Deze maatregel zou uitsluitend gelden voor het lager onderwijs. Zoals inmiddels uit de dagbladen bekend kan zijn, is door de Eerste Kamer ernstige kritiek geleverd op het wetsvoorstel van de Staatssecretaris tot wijziging van artikel 28 lid 5 van de Lager-onderwijswet 1920, met welk voorstel werd beoogd een wettelijke basis te geven aan de bovengenoemde maatregel. De Kamer vond het nl. onaanvaardbaar dat de ontslagprocedure al in werking was gesteld (in verband met de inachtneming van de

opzegtermijn) terwijl de Senaat nog over het wetsontwerp moest beslissen.

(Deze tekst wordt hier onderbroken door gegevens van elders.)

PR #1314, opened 2019-07-01
[SW-1386][FOLLOWUP] Replace df.isEmpty with df.take(1).headOption

mn-mikke:
This PR should fix the build of rel-2.1, rel-2.2 and rel-2.3.

### DIFF
--- a/core/src/main/scala/org/apache/spark/h2o/utils/H2OSchemaUtils.scala
+++ b/core/src/main/scala/org/apache/spark/h2o/utils/H2OSchemaUtils.scala
@@ -341,20 +341,17 @@ object H2OSchemaUtils {
     */
   def collectSparseInfo(flatDataFrame: DataFrame, elemMaxSizes: Array[Int]): Array[Boolean] = {
     val vectorIndices = collectVectorLikeTypes(flatDataFrame.schema)
-
-    val sparseInfoForVec = {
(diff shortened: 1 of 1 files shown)


mn-mikke:
@jakubhava Merging to fix the build of failing branches.

core/src/main/scala/org/apache/spark/h2o/utils/H2OSchemaUtils.scala
```diff
@@ -341,21 +341,18 @@ object H2OSchemaUtils {
     */
   def collectSparseInfo(flatDataFrame: DataFrame, elemMaxSizes: Array[Int]): Array[Boolean] = {
     val vectorIndices = collectVectorLikeTypes(flatDataFrame.schema)
-
-    val sparseInfoForVec = {
-      if (flatDataFrame.isEmpty) {
```
mn-mikke: @jakubhava The main reason for creating this PR is that [`isEmpty`](https://github.com/apache/spark/blob/master/sql/core/src/main/scala/org/apache/spark/sql/Dataset.scala#L559) was introduced in Spark 2.4. Older versions doesn't support the method.

jakubhava: oki, thanks. One would think this method was there from beginning of dataframes :)

PR #2396, opened 2020-11-18
[SW-2486] Upgrade MOJO runtime to 2.5.3

mn-mikke:
Upgrade is needed because of running DAI big data recipe on Sparkling Water.


honzasterba (approved):

mmalohlava:
Thanks a lot!

PR #2405, opened 2020-11-26
[SW-2489] Downgrade Sparklyr to 1.3.1 due to Problems with K8s Deployment

mn-mikke:
This PR should fix R tests on K8s.

More details in https://github.com/sparklyr/sparklyr/issues/2832

### DIFF
--- a/kubernetes/build.gradle
+++ b/kubernetes/build.gradle
@@ -68,21 +68,8 @@ task createRDockerfile(type: Dockerfile) {
                 R -e 'install.packages("RCurl", repos = "http://cran.us.r-project.org")' && \\
                 R -e 'install.packages("jsonlite", repos = "http://cran.us.r-project.org")' && \\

Naar aanleiding van deze kritiek van de Eerste Kamer heeft de Staatssecretaris besloten een aanvulling aan te brengen op het bij de Eerste Kamer in behandeling zijnde wetsontwerp. Hiertoe is op het tijdstip van verschijning van dit blad waarschijnlijk reeds een wetsontwerp bij de Tweede Kamer ingediend en wellicht ook reeds bij de Eerste Kamer. Indien thans ook de Eerste Kamer zich met de hierboven omschreven oplossing kan verenigen, zal in de aldus aangepaste wet de datum van 1 januari verschoven worden naar de datum gelegen 3 maanden na de dag van plaatsing in het Staatsblad van de betreffende wetten (d.w.z. de oorspronkelijke wet waartegen de Eerste Kamer overwegende bezwaren had en het "aanpassingwetje", een zogeheten "novelle"). De termijn van 3 maanden houdt uiteraard verband met de opzeggingstermijn die de bevoegde gezagen in acht moeten nemen bij het ontslaan van personeel. Het gevolg hiervan is dat de ontslagen die op grond van de formatieplaatsencirculaire van 29 april 1983 inmiddels reeds zijn aangezegd en die per 1 januari 1984 zouden moeten ingaan, in ieder geval per die datum geen doorgang kunnen vinden, omdat de wettelijke grondslag daarvoor ontbreekt.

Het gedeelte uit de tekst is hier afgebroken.